Say how many lines in this listing include the word "argsort", with no other words in the reply.

· · · ·

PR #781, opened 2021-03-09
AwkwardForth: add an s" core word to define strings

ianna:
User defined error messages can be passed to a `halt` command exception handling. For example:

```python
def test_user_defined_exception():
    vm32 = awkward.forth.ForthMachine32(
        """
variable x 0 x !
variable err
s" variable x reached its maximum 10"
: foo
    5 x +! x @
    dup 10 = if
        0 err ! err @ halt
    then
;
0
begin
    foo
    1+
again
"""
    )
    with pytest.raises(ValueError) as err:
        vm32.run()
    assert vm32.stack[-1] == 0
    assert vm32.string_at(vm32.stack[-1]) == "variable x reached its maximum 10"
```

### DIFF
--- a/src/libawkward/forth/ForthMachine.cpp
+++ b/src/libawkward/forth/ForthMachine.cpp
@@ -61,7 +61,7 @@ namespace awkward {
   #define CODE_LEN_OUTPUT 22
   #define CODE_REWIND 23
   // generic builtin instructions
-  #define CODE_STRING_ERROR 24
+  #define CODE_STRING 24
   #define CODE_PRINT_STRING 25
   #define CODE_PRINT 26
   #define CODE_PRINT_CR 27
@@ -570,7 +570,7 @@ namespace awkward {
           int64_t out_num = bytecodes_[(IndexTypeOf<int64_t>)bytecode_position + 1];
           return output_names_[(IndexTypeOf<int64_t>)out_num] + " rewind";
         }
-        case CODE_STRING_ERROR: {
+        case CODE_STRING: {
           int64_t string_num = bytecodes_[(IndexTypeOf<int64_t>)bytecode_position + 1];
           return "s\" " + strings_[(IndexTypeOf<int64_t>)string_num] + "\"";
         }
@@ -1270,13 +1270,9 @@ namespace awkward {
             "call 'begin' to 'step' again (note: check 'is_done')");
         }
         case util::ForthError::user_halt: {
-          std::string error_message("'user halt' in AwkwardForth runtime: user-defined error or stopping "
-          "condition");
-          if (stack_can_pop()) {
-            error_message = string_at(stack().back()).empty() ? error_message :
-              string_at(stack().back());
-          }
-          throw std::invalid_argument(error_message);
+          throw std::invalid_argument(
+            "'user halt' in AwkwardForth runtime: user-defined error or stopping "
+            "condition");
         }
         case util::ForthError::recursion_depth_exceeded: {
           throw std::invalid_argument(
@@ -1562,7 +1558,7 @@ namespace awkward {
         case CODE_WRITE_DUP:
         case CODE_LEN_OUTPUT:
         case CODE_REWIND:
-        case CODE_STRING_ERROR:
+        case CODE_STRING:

· · · ·

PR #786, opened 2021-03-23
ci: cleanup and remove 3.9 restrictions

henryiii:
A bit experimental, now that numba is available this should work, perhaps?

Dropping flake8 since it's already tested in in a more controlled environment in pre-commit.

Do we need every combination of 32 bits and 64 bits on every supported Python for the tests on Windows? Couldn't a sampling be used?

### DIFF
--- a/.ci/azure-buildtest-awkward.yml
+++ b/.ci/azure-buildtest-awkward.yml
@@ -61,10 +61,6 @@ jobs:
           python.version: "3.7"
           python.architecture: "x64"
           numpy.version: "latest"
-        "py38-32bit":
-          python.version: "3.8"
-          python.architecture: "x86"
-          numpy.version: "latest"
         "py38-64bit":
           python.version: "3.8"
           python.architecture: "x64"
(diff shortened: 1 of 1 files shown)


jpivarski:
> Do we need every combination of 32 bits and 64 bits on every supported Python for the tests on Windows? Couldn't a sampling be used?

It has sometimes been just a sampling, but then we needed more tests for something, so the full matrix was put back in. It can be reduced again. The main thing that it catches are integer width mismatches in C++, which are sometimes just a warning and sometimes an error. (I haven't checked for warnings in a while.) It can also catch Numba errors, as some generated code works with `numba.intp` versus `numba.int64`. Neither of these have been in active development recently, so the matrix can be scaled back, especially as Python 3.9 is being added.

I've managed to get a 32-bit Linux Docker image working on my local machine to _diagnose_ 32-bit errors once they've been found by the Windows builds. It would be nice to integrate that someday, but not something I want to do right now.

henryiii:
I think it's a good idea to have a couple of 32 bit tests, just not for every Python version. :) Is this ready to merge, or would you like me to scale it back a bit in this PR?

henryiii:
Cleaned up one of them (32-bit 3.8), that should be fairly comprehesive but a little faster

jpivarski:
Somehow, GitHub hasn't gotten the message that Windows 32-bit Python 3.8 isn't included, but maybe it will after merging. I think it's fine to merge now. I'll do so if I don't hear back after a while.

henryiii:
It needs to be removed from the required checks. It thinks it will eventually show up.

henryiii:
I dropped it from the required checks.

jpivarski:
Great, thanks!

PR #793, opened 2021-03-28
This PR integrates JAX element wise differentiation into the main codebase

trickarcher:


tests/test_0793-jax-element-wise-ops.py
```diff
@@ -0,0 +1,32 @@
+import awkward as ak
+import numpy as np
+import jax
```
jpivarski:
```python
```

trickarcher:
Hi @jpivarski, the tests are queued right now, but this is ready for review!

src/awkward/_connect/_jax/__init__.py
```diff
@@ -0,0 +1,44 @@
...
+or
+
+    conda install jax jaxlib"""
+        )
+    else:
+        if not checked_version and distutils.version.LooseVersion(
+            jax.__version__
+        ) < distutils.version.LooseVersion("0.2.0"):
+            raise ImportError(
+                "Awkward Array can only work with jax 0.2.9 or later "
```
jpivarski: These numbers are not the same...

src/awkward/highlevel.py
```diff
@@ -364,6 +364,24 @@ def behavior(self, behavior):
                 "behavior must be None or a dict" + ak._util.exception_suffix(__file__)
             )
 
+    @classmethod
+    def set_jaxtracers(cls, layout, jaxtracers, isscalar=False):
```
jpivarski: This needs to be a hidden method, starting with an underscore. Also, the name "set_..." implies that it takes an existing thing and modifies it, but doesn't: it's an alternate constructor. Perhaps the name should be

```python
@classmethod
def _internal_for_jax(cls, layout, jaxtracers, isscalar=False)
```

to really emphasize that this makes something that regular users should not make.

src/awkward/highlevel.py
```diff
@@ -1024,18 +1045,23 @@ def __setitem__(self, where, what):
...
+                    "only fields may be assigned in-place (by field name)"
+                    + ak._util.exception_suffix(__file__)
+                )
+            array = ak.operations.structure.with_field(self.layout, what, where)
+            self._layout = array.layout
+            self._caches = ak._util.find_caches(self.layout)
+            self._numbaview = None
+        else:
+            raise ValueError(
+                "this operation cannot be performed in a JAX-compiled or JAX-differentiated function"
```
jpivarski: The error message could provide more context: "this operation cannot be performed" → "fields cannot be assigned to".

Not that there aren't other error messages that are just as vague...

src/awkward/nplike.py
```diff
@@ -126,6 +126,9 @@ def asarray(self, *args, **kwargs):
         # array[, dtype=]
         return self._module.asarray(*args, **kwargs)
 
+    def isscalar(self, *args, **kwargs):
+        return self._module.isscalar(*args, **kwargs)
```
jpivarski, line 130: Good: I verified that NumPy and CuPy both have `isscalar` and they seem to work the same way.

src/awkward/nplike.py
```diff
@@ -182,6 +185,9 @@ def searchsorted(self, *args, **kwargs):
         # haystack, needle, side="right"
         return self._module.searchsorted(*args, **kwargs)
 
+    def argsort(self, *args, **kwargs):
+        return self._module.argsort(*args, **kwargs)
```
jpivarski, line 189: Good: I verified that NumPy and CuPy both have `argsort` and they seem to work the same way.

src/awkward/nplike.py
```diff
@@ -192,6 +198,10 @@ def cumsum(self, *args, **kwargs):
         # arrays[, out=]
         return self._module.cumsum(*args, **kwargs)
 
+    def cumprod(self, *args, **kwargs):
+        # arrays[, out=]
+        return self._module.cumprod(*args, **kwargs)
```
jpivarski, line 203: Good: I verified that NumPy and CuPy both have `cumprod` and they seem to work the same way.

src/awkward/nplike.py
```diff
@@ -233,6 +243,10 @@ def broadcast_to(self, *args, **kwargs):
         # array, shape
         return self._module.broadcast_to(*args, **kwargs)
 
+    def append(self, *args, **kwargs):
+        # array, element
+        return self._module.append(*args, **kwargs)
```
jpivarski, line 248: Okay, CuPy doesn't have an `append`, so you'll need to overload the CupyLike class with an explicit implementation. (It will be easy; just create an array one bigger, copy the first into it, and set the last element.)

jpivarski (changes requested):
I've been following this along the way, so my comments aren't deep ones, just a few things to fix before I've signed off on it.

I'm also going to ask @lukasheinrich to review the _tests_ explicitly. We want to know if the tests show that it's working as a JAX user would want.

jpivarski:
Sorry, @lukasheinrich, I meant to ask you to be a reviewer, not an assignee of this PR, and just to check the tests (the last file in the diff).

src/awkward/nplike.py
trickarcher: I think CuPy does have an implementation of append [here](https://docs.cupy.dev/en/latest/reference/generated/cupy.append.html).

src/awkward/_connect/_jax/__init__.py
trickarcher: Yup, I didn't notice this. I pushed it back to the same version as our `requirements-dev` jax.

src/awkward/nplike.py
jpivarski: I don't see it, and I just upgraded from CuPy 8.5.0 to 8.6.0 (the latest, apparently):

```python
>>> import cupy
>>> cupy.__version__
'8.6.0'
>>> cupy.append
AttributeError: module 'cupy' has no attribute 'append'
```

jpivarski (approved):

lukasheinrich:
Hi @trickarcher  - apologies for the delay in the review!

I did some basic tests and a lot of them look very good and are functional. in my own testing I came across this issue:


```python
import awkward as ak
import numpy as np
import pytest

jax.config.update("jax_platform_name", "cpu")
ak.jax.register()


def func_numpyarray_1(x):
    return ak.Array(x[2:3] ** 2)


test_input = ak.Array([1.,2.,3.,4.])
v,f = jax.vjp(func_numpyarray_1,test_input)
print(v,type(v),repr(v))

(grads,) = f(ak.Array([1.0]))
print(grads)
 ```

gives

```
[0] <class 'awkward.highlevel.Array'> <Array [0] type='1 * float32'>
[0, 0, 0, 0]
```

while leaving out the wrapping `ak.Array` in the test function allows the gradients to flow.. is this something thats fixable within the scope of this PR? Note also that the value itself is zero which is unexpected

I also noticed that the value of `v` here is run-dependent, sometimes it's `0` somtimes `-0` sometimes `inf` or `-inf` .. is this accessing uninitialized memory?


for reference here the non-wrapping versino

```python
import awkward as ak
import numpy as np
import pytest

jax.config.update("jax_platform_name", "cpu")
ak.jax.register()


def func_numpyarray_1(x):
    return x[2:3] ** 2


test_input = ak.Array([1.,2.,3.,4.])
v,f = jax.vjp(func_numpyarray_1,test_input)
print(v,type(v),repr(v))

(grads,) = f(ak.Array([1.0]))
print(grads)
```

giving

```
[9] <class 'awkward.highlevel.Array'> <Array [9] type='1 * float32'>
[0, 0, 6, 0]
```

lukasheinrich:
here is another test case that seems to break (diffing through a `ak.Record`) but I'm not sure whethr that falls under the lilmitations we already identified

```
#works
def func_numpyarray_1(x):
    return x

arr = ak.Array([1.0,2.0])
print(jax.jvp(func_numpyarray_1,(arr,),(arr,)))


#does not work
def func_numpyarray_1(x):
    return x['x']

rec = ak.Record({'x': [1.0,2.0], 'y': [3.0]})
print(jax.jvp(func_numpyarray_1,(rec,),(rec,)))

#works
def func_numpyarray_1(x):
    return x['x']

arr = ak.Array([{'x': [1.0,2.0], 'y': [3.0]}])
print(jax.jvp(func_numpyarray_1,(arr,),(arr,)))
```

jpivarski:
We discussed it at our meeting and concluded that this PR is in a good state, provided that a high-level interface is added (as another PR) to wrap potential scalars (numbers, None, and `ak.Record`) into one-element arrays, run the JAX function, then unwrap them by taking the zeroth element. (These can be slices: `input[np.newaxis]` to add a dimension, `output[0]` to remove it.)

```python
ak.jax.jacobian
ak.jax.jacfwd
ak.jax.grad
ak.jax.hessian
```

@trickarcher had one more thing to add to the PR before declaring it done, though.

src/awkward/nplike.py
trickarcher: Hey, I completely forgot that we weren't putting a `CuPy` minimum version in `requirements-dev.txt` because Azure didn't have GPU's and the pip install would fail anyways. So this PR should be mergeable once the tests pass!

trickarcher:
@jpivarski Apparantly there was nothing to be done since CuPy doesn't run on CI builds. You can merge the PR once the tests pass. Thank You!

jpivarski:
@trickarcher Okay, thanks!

· · · ·

The answer: 3